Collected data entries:

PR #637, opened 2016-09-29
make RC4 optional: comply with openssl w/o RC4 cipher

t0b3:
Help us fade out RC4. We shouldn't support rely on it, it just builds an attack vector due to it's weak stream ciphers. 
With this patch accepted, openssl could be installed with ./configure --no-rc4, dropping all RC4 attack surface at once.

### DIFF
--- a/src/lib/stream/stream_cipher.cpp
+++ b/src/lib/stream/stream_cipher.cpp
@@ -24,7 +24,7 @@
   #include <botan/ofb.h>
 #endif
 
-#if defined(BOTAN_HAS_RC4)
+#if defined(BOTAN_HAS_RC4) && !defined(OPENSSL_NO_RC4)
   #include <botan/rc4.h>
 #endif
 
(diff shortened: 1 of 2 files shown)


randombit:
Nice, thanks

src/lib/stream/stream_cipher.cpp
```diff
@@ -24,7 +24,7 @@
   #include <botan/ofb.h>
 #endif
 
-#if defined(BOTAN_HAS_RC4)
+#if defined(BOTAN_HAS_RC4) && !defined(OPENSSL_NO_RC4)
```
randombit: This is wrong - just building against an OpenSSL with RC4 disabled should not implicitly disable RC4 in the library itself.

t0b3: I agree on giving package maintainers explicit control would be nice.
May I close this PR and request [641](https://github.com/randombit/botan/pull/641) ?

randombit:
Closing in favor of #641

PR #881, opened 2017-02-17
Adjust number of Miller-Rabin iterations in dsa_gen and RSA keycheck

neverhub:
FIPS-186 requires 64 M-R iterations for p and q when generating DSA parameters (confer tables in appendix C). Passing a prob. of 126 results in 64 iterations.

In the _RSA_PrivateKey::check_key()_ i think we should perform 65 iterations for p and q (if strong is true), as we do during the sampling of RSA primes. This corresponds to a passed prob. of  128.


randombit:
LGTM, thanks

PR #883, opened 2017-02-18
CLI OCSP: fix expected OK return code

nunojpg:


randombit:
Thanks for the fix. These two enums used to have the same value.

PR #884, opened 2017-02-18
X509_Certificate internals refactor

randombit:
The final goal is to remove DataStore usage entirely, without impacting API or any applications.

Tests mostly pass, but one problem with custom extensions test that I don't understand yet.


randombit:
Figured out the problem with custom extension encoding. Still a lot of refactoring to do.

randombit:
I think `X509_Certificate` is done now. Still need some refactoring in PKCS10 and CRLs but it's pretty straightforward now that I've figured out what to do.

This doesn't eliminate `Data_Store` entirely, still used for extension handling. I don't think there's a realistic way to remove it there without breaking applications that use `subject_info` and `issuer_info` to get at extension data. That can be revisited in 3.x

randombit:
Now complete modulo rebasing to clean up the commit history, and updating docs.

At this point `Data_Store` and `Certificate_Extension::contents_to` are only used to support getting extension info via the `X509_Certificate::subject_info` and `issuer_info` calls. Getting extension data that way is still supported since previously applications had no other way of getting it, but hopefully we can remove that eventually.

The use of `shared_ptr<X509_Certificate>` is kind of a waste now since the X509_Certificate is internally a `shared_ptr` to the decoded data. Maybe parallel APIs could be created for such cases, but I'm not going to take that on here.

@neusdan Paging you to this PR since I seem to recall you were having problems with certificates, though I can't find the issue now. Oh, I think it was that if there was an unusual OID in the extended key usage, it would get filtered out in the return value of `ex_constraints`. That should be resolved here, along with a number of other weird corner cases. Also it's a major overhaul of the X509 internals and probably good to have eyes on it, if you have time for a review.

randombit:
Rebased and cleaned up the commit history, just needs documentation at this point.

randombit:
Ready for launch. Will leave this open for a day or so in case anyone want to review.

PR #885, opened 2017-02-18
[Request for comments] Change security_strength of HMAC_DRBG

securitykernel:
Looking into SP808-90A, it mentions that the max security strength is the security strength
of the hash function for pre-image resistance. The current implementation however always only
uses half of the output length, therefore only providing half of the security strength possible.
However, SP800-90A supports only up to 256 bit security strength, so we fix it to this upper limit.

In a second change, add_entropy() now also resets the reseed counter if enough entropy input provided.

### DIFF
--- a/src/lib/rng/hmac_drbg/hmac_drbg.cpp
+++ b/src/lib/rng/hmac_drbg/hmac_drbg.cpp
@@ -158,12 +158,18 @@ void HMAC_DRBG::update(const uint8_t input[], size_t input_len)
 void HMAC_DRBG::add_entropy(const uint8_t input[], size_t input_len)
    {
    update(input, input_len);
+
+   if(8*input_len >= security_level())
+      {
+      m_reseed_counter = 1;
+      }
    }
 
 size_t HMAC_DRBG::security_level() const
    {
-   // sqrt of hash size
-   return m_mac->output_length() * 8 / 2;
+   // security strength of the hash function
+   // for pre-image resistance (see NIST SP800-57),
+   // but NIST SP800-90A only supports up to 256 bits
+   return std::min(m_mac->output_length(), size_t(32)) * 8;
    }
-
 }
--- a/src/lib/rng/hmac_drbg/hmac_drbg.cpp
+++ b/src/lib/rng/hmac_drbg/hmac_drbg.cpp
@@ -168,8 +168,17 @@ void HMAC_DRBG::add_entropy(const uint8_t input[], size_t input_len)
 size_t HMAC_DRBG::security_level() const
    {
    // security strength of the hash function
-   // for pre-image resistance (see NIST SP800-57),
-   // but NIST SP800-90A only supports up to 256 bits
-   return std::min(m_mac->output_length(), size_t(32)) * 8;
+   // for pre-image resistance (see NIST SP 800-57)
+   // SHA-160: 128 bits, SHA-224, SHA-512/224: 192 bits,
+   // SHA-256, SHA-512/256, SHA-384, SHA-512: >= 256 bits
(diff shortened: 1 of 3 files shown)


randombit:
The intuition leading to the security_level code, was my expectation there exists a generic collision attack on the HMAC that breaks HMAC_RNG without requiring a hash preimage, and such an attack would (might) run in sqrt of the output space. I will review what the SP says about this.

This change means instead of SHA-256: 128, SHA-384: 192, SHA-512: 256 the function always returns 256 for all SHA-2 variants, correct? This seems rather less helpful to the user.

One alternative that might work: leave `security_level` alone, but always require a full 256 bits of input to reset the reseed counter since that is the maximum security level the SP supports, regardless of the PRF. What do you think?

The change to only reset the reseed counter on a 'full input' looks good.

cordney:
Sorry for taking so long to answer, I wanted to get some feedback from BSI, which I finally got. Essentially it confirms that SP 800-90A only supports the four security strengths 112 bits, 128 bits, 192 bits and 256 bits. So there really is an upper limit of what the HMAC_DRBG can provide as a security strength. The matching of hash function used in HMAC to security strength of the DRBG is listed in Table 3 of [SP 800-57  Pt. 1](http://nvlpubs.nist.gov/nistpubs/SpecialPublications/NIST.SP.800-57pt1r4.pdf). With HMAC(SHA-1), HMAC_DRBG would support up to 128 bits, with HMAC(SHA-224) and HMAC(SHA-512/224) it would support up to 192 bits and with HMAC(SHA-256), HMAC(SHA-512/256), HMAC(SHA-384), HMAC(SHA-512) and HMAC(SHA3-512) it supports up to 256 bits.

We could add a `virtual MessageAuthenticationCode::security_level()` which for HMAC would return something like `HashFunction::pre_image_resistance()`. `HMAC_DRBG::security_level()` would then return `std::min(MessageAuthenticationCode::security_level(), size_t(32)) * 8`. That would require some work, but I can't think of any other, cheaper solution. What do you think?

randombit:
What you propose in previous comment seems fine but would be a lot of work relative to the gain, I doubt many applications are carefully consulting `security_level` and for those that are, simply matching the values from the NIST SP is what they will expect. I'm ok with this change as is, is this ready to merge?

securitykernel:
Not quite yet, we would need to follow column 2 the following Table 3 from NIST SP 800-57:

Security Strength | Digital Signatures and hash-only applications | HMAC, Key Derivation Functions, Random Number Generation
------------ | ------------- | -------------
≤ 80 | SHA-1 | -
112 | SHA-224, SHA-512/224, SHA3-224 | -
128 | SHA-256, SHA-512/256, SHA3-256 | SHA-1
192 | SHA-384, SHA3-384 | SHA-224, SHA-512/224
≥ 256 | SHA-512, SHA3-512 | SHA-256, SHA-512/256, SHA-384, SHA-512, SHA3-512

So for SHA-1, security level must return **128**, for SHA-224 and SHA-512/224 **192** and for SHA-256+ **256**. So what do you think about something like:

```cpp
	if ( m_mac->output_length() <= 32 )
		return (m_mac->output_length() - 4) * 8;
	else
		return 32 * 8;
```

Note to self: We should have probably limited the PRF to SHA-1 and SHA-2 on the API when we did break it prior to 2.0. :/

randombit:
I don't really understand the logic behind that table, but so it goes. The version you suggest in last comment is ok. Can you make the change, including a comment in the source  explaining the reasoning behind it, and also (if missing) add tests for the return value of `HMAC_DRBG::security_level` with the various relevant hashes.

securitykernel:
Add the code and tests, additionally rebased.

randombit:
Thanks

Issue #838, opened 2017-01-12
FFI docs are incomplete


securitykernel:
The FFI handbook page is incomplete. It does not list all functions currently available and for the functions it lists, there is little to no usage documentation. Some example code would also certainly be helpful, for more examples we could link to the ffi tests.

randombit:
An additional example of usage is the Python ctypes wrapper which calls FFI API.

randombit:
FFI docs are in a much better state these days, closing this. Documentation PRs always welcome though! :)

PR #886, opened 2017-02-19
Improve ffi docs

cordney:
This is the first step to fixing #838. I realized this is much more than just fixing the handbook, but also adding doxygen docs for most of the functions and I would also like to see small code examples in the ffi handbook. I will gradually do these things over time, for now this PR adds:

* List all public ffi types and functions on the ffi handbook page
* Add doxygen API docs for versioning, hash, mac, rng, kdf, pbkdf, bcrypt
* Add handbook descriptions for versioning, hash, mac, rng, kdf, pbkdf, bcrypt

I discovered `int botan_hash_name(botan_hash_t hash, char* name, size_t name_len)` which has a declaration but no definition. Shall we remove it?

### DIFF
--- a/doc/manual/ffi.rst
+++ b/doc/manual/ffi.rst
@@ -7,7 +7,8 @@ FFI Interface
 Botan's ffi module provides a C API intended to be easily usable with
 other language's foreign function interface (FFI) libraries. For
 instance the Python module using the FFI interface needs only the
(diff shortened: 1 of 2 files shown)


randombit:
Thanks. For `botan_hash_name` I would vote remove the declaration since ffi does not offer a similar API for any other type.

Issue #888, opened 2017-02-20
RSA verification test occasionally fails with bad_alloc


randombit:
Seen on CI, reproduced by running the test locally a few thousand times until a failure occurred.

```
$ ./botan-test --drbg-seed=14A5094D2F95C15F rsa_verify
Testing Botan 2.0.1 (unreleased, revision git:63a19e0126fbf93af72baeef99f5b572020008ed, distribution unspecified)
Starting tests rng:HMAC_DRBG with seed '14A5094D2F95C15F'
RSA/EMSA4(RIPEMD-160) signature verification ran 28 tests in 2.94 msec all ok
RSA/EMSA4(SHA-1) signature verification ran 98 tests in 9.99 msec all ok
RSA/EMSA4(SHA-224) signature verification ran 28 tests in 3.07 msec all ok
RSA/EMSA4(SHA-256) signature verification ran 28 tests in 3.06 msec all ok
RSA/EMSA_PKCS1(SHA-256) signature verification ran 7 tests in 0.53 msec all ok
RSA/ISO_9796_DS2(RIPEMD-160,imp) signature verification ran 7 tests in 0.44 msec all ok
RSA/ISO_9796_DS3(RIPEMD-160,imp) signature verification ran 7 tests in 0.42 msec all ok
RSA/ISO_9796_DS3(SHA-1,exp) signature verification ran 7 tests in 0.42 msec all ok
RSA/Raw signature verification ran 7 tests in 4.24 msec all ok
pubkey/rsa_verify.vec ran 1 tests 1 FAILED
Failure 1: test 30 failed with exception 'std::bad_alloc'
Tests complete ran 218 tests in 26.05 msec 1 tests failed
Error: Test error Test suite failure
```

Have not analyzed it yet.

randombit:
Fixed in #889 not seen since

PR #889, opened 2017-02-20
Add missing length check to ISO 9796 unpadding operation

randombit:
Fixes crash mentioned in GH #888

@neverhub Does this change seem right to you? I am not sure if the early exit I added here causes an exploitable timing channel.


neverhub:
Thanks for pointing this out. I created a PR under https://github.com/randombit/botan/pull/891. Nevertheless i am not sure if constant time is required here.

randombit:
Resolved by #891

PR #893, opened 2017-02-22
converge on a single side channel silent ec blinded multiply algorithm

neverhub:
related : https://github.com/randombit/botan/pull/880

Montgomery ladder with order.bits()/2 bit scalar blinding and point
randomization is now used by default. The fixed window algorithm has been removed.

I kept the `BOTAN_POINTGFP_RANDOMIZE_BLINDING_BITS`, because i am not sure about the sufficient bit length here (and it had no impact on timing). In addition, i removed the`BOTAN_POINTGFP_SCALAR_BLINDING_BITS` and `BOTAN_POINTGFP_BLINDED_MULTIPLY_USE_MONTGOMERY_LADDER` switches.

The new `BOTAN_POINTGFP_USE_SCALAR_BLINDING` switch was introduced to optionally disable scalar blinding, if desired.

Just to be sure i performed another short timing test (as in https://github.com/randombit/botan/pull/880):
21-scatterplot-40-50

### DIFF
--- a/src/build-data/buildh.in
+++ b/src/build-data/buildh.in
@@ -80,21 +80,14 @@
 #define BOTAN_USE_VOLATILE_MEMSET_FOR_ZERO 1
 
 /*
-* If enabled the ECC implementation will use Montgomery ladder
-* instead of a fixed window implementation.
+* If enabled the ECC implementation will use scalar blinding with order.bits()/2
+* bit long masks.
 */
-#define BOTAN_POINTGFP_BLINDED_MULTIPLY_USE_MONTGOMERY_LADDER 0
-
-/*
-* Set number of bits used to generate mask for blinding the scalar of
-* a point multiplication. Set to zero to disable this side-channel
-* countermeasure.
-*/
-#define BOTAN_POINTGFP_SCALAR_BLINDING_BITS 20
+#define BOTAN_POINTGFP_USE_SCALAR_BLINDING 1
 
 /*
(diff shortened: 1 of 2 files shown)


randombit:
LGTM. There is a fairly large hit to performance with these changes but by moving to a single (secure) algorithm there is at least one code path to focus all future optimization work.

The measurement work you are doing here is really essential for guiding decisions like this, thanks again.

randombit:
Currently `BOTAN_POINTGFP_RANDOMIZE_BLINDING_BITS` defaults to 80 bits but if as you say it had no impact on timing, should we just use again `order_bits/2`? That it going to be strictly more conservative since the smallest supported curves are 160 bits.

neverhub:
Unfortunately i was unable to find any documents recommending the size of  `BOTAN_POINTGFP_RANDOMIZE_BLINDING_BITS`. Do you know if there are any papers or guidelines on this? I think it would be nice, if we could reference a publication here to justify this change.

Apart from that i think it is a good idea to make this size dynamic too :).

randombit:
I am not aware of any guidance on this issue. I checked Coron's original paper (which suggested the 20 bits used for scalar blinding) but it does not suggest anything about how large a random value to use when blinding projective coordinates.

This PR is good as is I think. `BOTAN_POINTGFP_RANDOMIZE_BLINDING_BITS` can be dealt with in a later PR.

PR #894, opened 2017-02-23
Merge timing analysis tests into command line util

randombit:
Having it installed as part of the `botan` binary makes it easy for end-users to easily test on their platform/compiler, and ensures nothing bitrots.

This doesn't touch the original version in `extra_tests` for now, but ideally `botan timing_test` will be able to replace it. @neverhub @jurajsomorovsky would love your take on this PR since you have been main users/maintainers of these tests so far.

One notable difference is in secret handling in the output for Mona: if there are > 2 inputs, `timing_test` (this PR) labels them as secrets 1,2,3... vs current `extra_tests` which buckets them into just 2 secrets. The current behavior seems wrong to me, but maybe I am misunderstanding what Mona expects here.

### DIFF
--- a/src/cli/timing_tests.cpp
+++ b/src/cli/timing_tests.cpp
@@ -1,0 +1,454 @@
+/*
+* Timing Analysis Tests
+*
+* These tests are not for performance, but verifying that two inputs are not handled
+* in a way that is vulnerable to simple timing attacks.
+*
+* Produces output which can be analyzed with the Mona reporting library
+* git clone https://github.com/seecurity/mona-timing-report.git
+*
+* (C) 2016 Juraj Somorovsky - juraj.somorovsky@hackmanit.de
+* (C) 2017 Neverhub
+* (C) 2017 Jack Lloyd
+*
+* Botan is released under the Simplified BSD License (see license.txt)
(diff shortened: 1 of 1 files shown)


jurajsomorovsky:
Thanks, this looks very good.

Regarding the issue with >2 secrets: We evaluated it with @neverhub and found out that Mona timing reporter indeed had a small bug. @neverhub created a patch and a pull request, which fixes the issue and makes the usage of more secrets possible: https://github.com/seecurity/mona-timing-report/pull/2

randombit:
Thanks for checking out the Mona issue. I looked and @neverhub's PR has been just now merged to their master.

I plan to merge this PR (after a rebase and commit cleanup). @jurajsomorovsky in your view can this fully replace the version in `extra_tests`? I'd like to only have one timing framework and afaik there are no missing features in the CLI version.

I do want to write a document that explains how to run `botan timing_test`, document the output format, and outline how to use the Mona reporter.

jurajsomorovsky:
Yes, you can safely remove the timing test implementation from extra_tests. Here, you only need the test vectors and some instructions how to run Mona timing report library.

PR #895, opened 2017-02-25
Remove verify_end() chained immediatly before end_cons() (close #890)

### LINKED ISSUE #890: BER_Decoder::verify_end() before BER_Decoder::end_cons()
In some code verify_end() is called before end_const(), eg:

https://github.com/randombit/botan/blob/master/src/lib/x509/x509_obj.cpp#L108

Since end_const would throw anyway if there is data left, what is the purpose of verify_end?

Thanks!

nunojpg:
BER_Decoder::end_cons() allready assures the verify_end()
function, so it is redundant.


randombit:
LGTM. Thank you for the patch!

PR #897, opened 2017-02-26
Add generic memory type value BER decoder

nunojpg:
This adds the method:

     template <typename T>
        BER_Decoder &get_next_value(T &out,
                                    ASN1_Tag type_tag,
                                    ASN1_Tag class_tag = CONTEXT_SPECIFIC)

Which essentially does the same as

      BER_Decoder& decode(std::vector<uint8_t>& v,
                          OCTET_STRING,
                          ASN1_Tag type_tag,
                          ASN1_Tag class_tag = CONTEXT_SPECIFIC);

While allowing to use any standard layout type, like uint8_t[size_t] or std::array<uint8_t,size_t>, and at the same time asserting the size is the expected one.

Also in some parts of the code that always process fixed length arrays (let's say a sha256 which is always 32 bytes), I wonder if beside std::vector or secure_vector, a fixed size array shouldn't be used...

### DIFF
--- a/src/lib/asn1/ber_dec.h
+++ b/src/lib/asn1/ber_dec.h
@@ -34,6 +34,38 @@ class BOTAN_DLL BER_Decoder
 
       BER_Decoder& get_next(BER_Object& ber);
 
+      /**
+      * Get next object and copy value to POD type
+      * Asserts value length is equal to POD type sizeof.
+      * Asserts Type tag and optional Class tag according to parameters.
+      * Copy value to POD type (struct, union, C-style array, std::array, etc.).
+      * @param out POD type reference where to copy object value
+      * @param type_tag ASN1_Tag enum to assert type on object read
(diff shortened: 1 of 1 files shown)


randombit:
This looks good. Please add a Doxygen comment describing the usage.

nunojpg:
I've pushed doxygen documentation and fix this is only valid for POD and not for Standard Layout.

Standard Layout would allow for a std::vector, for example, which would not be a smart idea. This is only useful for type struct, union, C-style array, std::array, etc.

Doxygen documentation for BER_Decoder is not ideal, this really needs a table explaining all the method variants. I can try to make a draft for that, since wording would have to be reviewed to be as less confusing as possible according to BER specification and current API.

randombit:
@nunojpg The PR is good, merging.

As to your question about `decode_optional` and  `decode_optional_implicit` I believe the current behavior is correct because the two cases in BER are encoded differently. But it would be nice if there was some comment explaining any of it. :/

▶ _Task goal_
Search the entries for the word "makes", then copy every line in which it is found.

▶ _Your response_
Having it installed as part of the `botan` binary makes it easy for end-users to easily test on their platform/compiler, and ensures nothing bitrots.
Regarding the issue with >2 secrets: We evaluated it with @neverhub and found out that Mona timing reporter indeed had a small bug. @neverhub created a patch and a pull request, which fixes the issue and makes the usage of more secrets possible: https://github.com/seecurity/mona-timing-report/pull/2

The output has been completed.